The gnomes chattered away, their high-pitched voices gratin’ on my nerves. Why do we elves have to have such good hearin’? Didn’t look forward to the irritatin’ little creatures crawlin’ all over my property.
~
I only saw the dwarf and his tiny comrades as they disappeared into my woods at sunrise. Later, far off in the forest, axe-work rang, but I had my own tasks to complete. I toiled on a chicken coop and a pen for livestock. The days passed and I saw nothin’ more of the dwarf. I went about my business. I had grass to cut for winter fodder. I fished, hunted, and smoked the meat, to be hung in a cold cellar Yoso helped me to build.
I found the troll didn’t appear to work energetically, but his stamina and efficiency made up for it twofold.
I left for a fortnight to buy stock, a pair of goats, pigs, and sheep, and a milkin’ cow, and herded them home. Half the summer was gone. I was beside myself when I saw not a single log in place when I returned. My good friend the troll was there though, with three others of his kind, diggin’ in the turf.

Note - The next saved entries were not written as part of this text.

Issue #1015, opened 2024-01-02
Bug: Exception if loading result file with an empty parameter


poje42:
Steps to Reproduce:
* Run the gui.py example
* Clear the "Random Seed" field
* Run the test
* Remove graph
* Load the generated file
* Exception in results.py

An empty string parameter will be saved as `#<Tab>Random Seed:<Space><LF>`
Results.load() will do a strip() that will remove the trailing space so parse_header() will fail to find `":<Space>"`

CasperSchippers:
Good catch!

This warrants the following consideration (relating also to what is mentioned in the PR about changing the separator): in principle all valid strings can be used as parameter name; while convenient, this does result in issues if you include the separator (i.e., `:<space>`) into the parameter name (or the value) (you can no longer load the value from file).
So whatever we decide regarding the separator, i'd be in favour of not allowing (and checking/enforcing) the parameter name to contain the separator.

BenediktBurger:
> So whatever we decide regarding the separator, i'd be in favour of not allowing (and checking/enforcing) the parameter name to contain the separator.

I agree.

poje42:
So what about this?
* Keep the current separator `:<space>` -> It will not break existing scripts
* Add checking of parameter names ->  Better robustness
* Remove strip in load() -> Parameters can have any content (almost, some characters like LF will not work)

BenediktBurger:
Sounds good to me.

CasperSchippers:
Sounds good indeed.

Seems like you found the strip that causes the issue (sorry didn't have time at the moment to try and find it). One thing that comes to mind is considering whether we should strip specifically for "\r\n" (instead of the standard strip which removes, from top of my head, "<space>\r\n") to prevent any windows vs Unix issues (not sure if such an issue would arise, but just wanted to mention it while I thought of it).

poje42:
The strip is done in load()
```
        with open(data_filename) as f:
            while not header_read:
                line = f.readline()
                if line.startswith(Results.COMMENT):
                    header += line.strip() + Results.LINE_BREAK
                    header_count += 1
                else:
                    header_read = True

```
Good comment @CasperSchippers , the strip must remain to remove other whitespace characters.
The new commit uses:
`                    header += line.strip('\t\v\n\r\f') + Results.LINE_BREAK
`

PR #1016, opened 2024-01-02
Fix exception if loading result file with an empty parameter

poje42:
Fix proposal for #1015

### DIFF
--- a/pymeasure/experiment/parameters.py
+++ b/pymeasure/experiment/parameters.py
@@ -46,6 +46,11 @@ class Parameter:
 
     def __init__(self, name, default=None, ui_class=None, group_by=None, group_condition=True):
         self.name = name
+        separator = ": "
+        if separator in name:
+            raise ValueError("The provided name argument '%s' contains the sparator '%s')."
+                             % (name, separator))
+
         self._value = None
         if default is not None:
             self.value = default
--- a/pymeasure/experiment/parameters.py
+++ b/pymeasure/experiment/parameters.py
@@ -49,7 +49,7 @@ class Parameter:
         separator = ": "
         if separator in name:
             raise ValueError(f"The provided name argument '{name}' contains the "
-                             "separator '{separator}'.")
+                             f"separator '{separator}'.")
 
         self._value = None
         if default is not None:
--- a/pymeasure/experiment/parameters.py
+++ b/pymeasure/experiment/parameters.py
@@ -48,7 +48,7 @@ class Parameter:
         self.name = name
         separator = ": "
         if separator in name:
-            raise ValueError("The provided name argument '%s' contains the sparator '%s')."
+            raise ValueError("The provided name argument '%s' contains the sparator '%s'."
                              % (name, separator))
 
         self._value = None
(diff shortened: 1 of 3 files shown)


BenediktBurger (commented):
Thanks for your suggestion.

You may add yourself to the `authors.txt`, as this is your first PR.

I propose a different solution:
make the separator only the colon (`":"`) and then do an `lstrip()` on the partitioned_line (or a strip?).
That would make the added space superfluous.

poje42:
@BenediktBurger I was considering that solution also, but that may break old scripts that have parameter names such as "Para:meter" or "Parameter:". This is maybe only a theoretical problem and I don't know how strict you see on backward compatibility?

BenediktBurger:
We try to keep backward compatibility.

An alternative change just the exception handling:
~~~python
if part... != separator:
    if part[0].endswith(separator.split()):
        parameters[partitioned_line[0].split(separator]
    else:
        raise
~~~

CasperSchippers:
I'm wondering if stripping is the best way to go, as you'd also remove any intential whitespaces in the value. We know exactly what we add when writing to file, don't we? So if we can prevent the stripping (at any point) of whitespaces, you'd be able to get exactly the input value back.

pymeasure/experiment/parameters.py
```diff
@@ -46,6 +46,11 @@ class Parameter:
 
     def __init__(self, name, default=None, ui_class=None, group_by=None, group_condition=True):
         self.name = name
+        separator = ": "
+        if separator in name:
+            raise ValueError("The provided name argument '%s' contains the sparator '%s')."
+                             % (name, separator))
```
BenediktBurger: You could use the more modern f-string:
```suggestion
            raise ValueError(f"The provided name argument '{name}' contains the separator '{separator}'.")
```

Btw. you spelled it wrong: "sparator" (without "e"). And you have an additional parenthesis in the string (second to last character).

poje42: Careless of me... Also, I like to use f-strings. Thanks for your comments.

pymeasure/experiment/parameters.py
```diff
@@ -46,6 +46,11 @@ class Parameter:
 
     def __init__(self, name, default=None, ui_class=None, group_by=None, group_condition=True):
         self.name = name
+        separator = ": "
+        if separator in name:
+            raise ValueError(f"The provided name argument '{name}' contains the "
+                             "separator '{separator}'.")
```
CasperSchippers, line 52: Because the string is broken in two, you need an additional `f` in front of the second part of the string:

```suggestion
                             f"separator '{separator}'.")
```

CasperSchippers (approved):
Thanks for the bugfix!! Apart from a minor remark on the exception message, it looks good to me!

One thing that this made me realize is that the separator is hard-coded.... that's fairly ugly. But that has nothing to do with your work, and is something to fix in another PR I think (will likely open one after this has been merged).

poje42:
@BenediktBurger As I said before, I'm new to this so is there something more I should do? I think this fix is ready.

BenediktBurger:
Thanks for your work.

For merging, a pr has to be marked "ready for review" (I did it for you).
In fact, un most cases you want to use a "normal" pr. The draft PRs are for cases where you are not yet done with your code, for example, if you write an instrument driver but have not yet written all properties.

PR #1017, opened 2024-01-03
Adjust hashes.

tomverbeure:


BenediktBurger:
Should be together with that other pr.

PR #1018, opened 2024-01-04
Fix property docstrings

BenediktBurger:
This PR fixes the docstrings of the properties of some instruments in the codebase.

Each commit is one instrument (or sometimes a few instruments of one manufacturer).


msmttchr (approved):
Lgtm. Thanks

“What?” I shouted at Yoso. I walked into the pit which was five times deeper than I am tall. “What is this for?”
“No idea,” Yoso answered. “Assumed ya’d know. The dwarf staked off this area and told us to dig it so.”
I paced it off—two-hundred east-west, and seventy north-south. I climbed out, sat in the grass, and plunged my face into my hands. What? Was I bein’ taken advantage of? Had we been so discombobulated in our relative ideas of a cabin?

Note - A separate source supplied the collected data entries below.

PR #1026, opened 2024-01-13
Support for numpy 2.0

CasperSchippers:
Numpy 2.0 will soon (few months) be released with some (minor) breaking changes.

This PR fixes the things that break between numpy 1.x and 2.x (while keeping it compatible with both, assuming this is possible).

Also, I've tried standardizing the numpy imports a bit, such that all numpy imports in the repo read `import numpy as np`.

### DIFF
--- a/.github/pymeasure_np2.yml
+++ b/.github/pymeasure_np2.yml
@@ -3,8 +3,8 @@ channels:
   - conda-forge
 dependencies:
   - cloudpickle=1.6.0
-  - pandas>=2.2.2
-#  - pint=0.18 a pint version that has not yet been released (>0.23) is required to work with numpy2
+#  - pandas>=2.2.2  # The version on conda-forge seems not be built with numpy==2, but the pip version has been
+#  - pint=0.18  # A pint version that has not yet been released (>0.23) is required to work with numpy2
   - pyqt=5.15.7
   - pyqtgraph=0.12.4
   - pyserial=3.4
@@ -25,4 +25,5 @@ dependencies:
   - pip  # don't pin, to gain newest conda compatibility fixes
   - pip:
       - numpy==2.0.0rc1
+      - pandas==2.2.2
       - -e git+https://github.com/hgrecco/pint.git#egg=pint
--- a/.github/pymeasure_np2.yml
+++ b/.github/pymeasure_np2.yml
@@ -1,0 +1,28 @@
+name: pymeasure_np2
+channels:
+  - conda-forge
+dependencies:
+  - cloudpickle=1.6.0
+  - pandas>=2.2.2
+#  - pint=0.18 a pint version that has not yet been released (>0.23) is required to work with numpy2
+  - pyqt=5.15.7
+  - pyqtgraph=0.12.4
+  - pyserial=3.4
+  - pyvisa=1.12.0
+  - pyzmq=24.0.1
+  - qt=5.15.6
+# Development dependencies below
+  - pytest-qt=4.2.0
+  - pytest-runner=5.2
+  - pytest=7.2.0
+  - pytest-cov=4.1.0
+  - pyvisa-sim==0.5.1
+  - flake8=6.0.0
+  - setuptools_scm # don't pin, to get newest features
+  - sphinx=5.3.0
+  - sphinx_rtd_theme=1.2.2
+#  pip is currently not needed, but the recommended tool when packages that are unavailable on conda are required
+  - pip  # don't pin, to gain newest conda compatibility fixes
+  - pip:
+      - numpy==2.0.0rc1
+      - -e git+https://github.com/hgrecco/pint.git#egg=pint
--- a/CHANGES.rst
+++ b/CHANGES.rst
@@ -1,7 +1,7 @@
 Upcoming version
 ================
 Main items of this new release:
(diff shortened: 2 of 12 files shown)


pymeasure/instruments/fwbell/fwbell5080.py
```diff
@@ -24,9 +24,10 @@
 
 from pymeasure.instruments import Instrument
 from pymeasure.instruments.validators import strict_discrete_set
-from numpy import array, float64
 from time import sleep
```
BenediktBurger, line 27: As you are restructuring the imports, you could move the time import to the top (standard library).

BenediktBurger (commented):
Thanks for your work. I like it to have a consistend import structure of numpy.

One small rework, while you are at it.

BenediktBurger:
Regarding the code coverage check failing, don't worry, as that is a known bug in #1090

BenediktBurger:
> * When support for python 3.8 is removed, we can also increase the minimum pandas version (as pandas 1.0.0 is the first version to support python 3.8)

As that is a nice version number, we can make pandas 1.0.0 the minimum requirement (contrary what I wrote in the issue).

CasperSchippers:
I think that when this is aproved and merged we should consider not waiting too long with a new release.

.github/pymeasure_np2.yml
```diff
@@ -0,0 +1,29 @@
...
+  - flake8=6.0.0
+  - setuptools_scm # don't pin, to get newest features
+  - sphinx=5.3.0
+  - sphinx_rtd_theme=1.2.2
+#  pip is currently not needed, but the recommended tool when packages that are unavailable on conda are required
+  - pip  # don't pin, to gain newest conda compatibility fixes
+  - pip:
+      - numpy==2.0.0rc1
+      - pandas==2.2.2
+      - -e git+https://github.com/hgrecco/pint.git#egg=pint
```
BenediktBurger, line 29: Is the "-e" for an editable install? Is it needed?

.github/pymeasure_np2.yml
```diff
@@ -0,0 +1,29 @@
+name: pymeasure_np2
```
BenediktBurger, line 1: maybe
```suggestion
name: pymeasure_numpy2
```
?

CHANGES.rst
```diff
@@ -1,5 +1,7 @@
 Upcoming version
 ================
+Main items of this new release:
+- Added support for numpy 2.0; limited the allowed numpy version to <3.
```
BenediktBurger, line 4: Should we mention the upper limit of numpy?

BenediktBurger (approved):
A few comments.

Thanks for tackling this issue!

docs/quick_start.rst
```diff
@@ -61,3 +62,9 @@ Execute the following Python code.
     pymeasure.__version__
 
 You should see the version of PyMeasure printed out. At this point you have PyMeasure installed, and you are ready to start using it! Are you ready to :doc:`connect to an instrument <./tutorial/connecting>`?
+
+.. warning::
+    The release of numpy version 2 caused some compatibility issues.
+    PyMeasure is compatible with version 2 as of PyMeasure version 0.14.
+    To use PyMeasure with numpy>=2, you also ensure the dependencies are compatible.
```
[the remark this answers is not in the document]
bilderbuchi: Why does the user _have to_ do this? Should not our package metadata make sure of this automatically?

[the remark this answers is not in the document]
bilderbuchi: I'm not sure if we should even mention this whole warning as long as our package specification is correct? 
This whole paragraph will become outdated really quickly, so we need to remember to remove it again. Finding pandas and pint versions compatible with both pymeasure _and_ numpy 2 is the responsibility of the package manager (pip/conda). If that fails, it's ultimately the issue of a dependency, not ours, right?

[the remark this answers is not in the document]
BenediktBurger: You're right, we should not add this warning.

If numpy 2.0 is already installed, it will fail until the dependencies are met. Otherwise, it won't install numpy 2.0, so it won't be an issue either.

BenediktBurger:
@CasperSchippers , would you mind merging in master in order to check, whether the codecov will work? Thanks!

.github/pymeasure_np2.yml
CasperSchippers: Oh, I thought it was based on some testing and the documentation, but it might not be strictly necesary

docs/quick_start.rst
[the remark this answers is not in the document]
CasperSchippers: Sure, I'll remove the warning.

Note that we need to update the requirements.yml file as well once the final version of both numpy=2.0.0 and pint>0.23 are released.

CHANGES.rst
CasperSchippers: Maybe not, I removed the remarks.

CasperSchippers:
> @CasperSchippers , would you mind merging in master in order to check, whether the codecov will work? Thanks!

Good job, it seems to be working now!

My test doesn't anymore though 😞

BenediktBurger:
It looks good to me. Thanks for your work!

The next several days brought no improvement in my mood as the trolls carted in cleaved chunks of cliff.
Why did a wood cabin need a mountain of granite?

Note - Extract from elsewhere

Issue #1027, opened 2024-01-15
Rework Keithleys' next_error


BenediktBurger:
Actually, looking at the code, it seems to me that removes character `“` from string associated to error code.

When the dwarf finally showed up one day draggin’ a log, I jumped up and down. “The snows will be here in weeks, yet ya haven’t laid two logs together. Ya promised to be complete by the time the cold came.”
The dwarf looked at me, silently seethin’ maybe, beady eyes twitchin’. “Ya told me ya trusted me! Now ya question my integrity as though I’m a convicted thief.” He hoisted his axe as though he considered usin’ it in less than a noble manner.
I puckered up my face and strode away, returnin’ to my own work. I looked over my shoulder from time-to-time and watched the dwarf directin’ the trolls in layin’ the huge slabs of granite as he wished, among endless measurin’ and scowls.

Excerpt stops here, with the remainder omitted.